** Source material follows **
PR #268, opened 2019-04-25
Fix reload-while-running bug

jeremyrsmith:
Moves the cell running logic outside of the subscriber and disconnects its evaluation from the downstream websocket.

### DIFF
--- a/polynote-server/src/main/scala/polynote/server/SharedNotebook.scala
** End of Source material **
** Source material follows **
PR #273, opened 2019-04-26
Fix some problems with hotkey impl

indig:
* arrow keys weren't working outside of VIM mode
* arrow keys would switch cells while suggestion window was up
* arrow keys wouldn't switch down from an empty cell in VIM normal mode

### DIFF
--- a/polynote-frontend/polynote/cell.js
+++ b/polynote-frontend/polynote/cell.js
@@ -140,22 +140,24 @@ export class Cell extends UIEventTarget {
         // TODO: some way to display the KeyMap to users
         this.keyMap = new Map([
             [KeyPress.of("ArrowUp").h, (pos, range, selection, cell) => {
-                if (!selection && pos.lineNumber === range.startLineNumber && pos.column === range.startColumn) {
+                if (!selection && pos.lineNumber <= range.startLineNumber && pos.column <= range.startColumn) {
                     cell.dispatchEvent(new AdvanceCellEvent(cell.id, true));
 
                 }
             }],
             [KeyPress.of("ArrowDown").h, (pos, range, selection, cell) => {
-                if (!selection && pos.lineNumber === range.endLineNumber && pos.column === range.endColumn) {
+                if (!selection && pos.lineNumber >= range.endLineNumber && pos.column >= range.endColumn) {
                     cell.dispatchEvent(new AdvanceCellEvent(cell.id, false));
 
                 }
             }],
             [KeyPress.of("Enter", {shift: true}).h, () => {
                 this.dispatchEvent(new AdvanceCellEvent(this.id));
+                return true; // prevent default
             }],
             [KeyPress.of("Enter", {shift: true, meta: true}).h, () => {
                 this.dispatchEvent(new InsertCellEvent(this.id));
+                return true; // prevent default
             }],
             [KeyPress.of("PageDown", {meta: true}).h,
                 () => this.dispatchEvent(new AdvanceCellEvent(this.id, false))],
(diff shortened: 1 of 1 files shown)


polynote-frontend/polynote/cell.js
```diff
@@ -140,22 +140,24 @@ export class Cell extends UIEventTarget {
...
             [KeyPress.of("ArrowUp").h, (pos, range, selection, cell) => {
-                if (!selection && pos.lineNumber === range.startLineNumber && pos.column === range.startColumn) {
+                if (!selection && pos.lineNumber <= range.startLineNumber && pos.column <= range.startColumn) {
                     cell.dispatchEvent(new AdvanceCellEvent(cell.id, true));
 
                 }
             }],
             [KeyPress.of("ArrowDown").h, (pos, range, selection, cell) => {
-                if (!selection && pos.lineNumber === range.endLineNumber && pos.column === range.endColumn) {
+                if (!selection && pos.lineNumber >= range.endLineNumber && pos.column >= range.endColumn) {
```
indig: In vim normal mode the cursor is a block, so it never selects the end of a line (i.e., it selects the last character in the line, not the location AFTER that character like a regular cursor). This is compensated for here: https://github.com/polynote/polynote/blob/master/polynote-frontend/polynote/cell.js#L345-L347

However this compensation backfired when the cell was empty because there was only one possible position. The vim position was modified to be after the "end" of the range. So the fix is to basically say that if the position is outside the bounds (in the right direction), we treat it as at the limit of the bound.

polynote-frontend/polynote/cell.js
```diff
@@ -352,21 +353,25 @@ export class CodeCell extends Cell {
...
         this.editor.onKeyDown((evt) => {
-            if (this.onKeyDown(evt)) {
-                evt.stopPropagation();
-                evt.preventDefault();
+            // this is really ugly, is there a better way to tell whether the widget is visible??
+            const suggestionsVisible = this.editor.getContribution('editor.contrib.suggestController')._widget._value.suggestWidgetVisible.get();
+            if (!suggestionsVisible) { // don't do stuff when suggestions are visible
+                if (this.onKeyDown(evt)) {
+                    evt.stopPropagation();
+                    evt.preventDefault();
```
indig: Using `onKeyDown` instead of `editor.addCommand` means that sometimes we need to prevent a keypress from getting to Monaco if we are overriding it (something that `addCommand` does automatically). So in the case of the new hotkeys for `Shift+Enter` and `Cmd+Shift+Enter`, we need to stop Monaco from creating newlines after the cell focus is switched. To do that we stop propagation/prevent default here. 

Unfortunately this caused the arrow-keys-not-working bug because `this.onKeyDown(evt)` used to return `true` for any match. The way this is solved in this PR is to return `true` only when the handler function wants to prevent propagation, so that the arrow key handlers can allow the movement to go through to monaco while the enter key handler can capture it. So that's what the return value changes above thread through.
** End of Source material **
» **Problem requirements**
Compute how many lines of the records above hold the string "suggestionsVisible". Give the number with no other output.

» **Written response**
2